This project uses data from the Strava API to build a machine learning model that predicts running time based on features such as distance, heart rate, cadence, elevation, and recent training load.
The goal is to learn patterns from past runs and use them to estimate future performance over different distances.
Project Context:This project is based on my own running data. I began running regularly about six months ago, transitioning from a beginner to a more structured runner over time. In this period, my training evolved from short, easy runs to more varied workouts including longer runs, tempo efforts, and progressive mileage.
Fetch Data From Strava Use your Strava refresh token to obtain an access token to pull your recent activities from the Strava API. This project saves running activities in runs.csv.
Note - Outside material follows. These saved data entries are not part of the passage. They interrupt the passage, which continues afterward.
PR #4520, opened 2026-07-13
git: clarify when NOT to call status/diff/log — cuts agent extra-call rate (measured +21.7 pts)

sujugithub:
## What

Rewrites 7 tool description strings in `src/git/src/mcp_server_git/server.py`. **No code or behavior changes** — only the text agents read when choosing tools.

## Why

I measured how a mid-tier agent actually uses this server (12 realistic scenarios × 5 runs each, live server, every tool call recorded). Tool *selection* is already excellent — 100% hit rate, the diff-trio naming works. The failure mode is **ritual verification calls**: after `git_add`, agents call `git_status` or `git_diff_staged` to check it worked; before `git_show HEAD`, they call `git_log` to find a hash they don't need. A quarter of all runs were padded this way.

## Measured effect of this diff (nothing else changed)

| metric | before | after |
|---|---|---|
| tool hit rate | 100% | 100% |
| argument correctness | 100% | 100% |
| strict success (right tool + args + no extra calls) | 75.0% | **96.7%** |

Method: agent = gpt-oss-120b (deliberately mid-tier — weaker agents are hurt most by underspecified descriptions), N=5 runs per scenario, descriptions applied via in-memory override so before/after used the identical server build. Happy to share the full per-run data and scenario suite, or re-run against any revision of the wording.

## Notes

- The pattern in each rewrite: state that the operation is complete on success ("does not require calling git_status to verify"), and say which sibling tool covers the adjacent intent.
- One deviation from the measured text: the tested `git_show` wording implied `revision` was optional; since `GitShow.revision` is required, this PR says `Pass revision=\"HEAD\"` instead — same intent, schema-accurate.
- The measurement harness (scenarios + runner) is being open-sourced; I'll link it here once public.

### DIFF
--- a/src/git/src/mcp_server_git/server.py
+++ b/src/git/src/mcp_server_git/server.py
@@ -323,7 +323,7 @@ async def serve(repository: Path | None) -> None:
         return [
             Tool(
                 name=GitTools.STATUS,
-                description="Shows the working tree status",
+                description="Shows the current working tree and staged changes status. Use this only when the user explicitly asks for the repository status; do not use to verify the results of git_add, git_reset, or git_checkout.",
                 inputSchema=GitStatus.model_json_schema(),
                 annotations=ToolAnnotations(
                     readOnlyHint=True,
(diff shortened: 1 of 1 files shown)


sujugithub:
The measurement harness is now public: https://github.com/sujugithub/hitrate — the git scenario suite is [`scenarios/git/git.yaml`](https://github.com/sujugithub/hitrate/blob/main/scenarios/git/git.yaml) and the per-run data behind the table above is in [`results/`](https://github.com/sujugithub/hitrate/tree/main/results) (files dated 2026-07-13, `git-*`). Happy to re-run against any revised wording.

features.csv contains additional variables calculated for modeling:
- distance_km: total distance in kilometers
- total_time_min: total moving time in minutes
- pace_per_km: average pace in min/km
- avg_hr: average heart rate during the run
- avg_cadence: average running cadence
- elevation_per_km: elevation gain per kilometer
- weekly_km: total distance run in past 7 days
- rolling_pace: average pace over recent runs
- hr_percent_max: average heart rate as a % of est. max heart rate
- effort_pace: pace adjusted to heart rate
Trains a Linear Model to predict total_time_min and evaluates performance through MAE, MSE, and R2. Uses 80/20 split and uses most recent activities for testing.
Clone repo and create a .env file in the project root with:
- STRAVA_CLIENT_ID=your_client_id
- STRAVA_CLIENT_SECRET=your_client_secret
- STRAVA_REFRESH_TOKEN=your_refresh_token
Run model in explore.ipynb to test model generate visualizations.